WORK REQUEST:
Filter the entries for the string "statement". Copy each line that has it.

ENTRIES PROVIDED:
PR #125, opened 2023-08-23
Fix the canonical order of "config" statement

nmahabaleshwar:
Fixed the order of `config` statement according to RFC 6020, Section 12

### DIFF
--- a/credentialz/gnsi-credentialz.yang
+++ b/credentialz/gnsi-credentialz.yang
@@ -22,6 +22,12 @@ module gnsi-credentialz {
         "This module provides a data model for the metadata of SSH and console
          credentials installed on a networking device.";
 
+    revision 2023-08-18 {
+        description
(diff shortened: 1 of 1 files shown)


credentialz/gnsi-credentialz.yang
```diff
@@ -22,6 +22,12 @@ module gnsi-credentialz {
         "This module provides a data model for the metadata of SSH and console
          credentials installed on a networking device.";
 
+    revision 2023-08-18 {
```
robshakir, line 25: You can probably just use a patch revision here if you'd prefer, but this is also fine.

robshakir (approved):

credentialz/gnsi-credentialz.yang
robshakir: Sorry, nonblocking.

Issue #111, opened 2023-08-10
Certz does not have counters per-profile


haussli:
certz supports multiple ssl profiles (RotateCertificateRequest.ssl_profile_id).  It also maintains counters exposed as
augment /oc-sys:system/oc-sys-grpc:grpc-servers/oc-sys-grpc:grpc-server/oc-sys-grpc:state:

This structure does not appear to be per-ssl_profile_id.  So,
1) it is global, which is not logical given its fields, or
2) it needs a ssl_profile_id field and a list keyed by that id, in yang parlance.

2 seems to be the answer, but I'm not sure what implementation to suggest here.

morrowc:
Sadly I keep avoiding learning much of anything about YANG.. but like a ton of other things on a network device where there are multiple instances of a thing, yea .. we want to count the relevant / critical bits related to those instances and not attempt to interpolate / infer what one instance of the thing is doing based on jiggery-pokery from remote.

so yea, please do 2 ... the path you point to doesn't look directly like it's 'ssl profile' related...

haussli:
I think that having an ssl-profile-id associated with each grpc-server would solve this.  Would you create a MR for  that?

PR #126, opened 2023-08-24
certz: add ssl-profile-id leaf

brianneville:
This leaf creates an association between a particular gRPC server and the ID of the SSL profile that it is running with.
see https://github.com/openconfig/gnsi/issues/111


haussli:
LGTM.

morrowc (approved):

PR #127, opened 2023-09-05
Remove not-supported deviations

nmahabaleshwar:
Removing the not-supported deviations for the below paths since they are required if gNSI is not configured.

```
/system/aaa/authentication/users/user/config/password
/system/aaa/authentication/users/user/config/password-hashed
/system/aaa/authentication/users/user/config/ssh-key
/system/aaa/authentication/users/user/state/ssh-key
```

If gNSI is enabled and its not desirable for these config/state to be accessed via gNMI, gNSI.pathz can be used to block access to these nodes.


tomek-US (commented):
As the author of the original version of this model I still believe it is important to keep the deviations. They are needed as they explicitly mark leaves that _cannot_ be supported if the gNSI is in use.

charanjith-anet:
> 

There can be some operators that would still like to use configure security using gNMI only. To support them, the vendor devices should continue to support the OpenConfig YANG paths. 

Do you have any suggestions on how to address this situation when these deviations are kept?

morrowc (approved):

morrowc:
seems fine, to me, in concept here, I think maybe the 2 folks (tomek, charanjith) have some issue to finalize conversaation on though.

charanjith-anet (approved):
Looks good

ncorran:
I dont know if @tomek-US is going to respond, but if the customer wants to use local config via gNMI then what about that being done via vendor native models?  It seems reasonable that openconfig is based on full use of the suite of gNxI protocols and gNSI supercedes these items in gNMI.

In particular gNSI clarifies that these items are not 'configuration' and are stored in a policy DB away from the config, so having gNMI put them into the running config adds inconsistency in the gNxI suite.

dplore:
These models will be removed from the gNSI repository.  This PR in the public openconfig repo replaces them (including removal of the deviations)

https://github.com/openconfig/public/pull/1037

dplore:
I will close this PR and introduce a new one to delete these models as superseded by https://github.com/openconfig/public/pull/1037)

ANSWER TO THIS EXERCISE:
Fix the canonical order of "config" statement
Fixed the order of `config` statement according to RFC 6020, Section 12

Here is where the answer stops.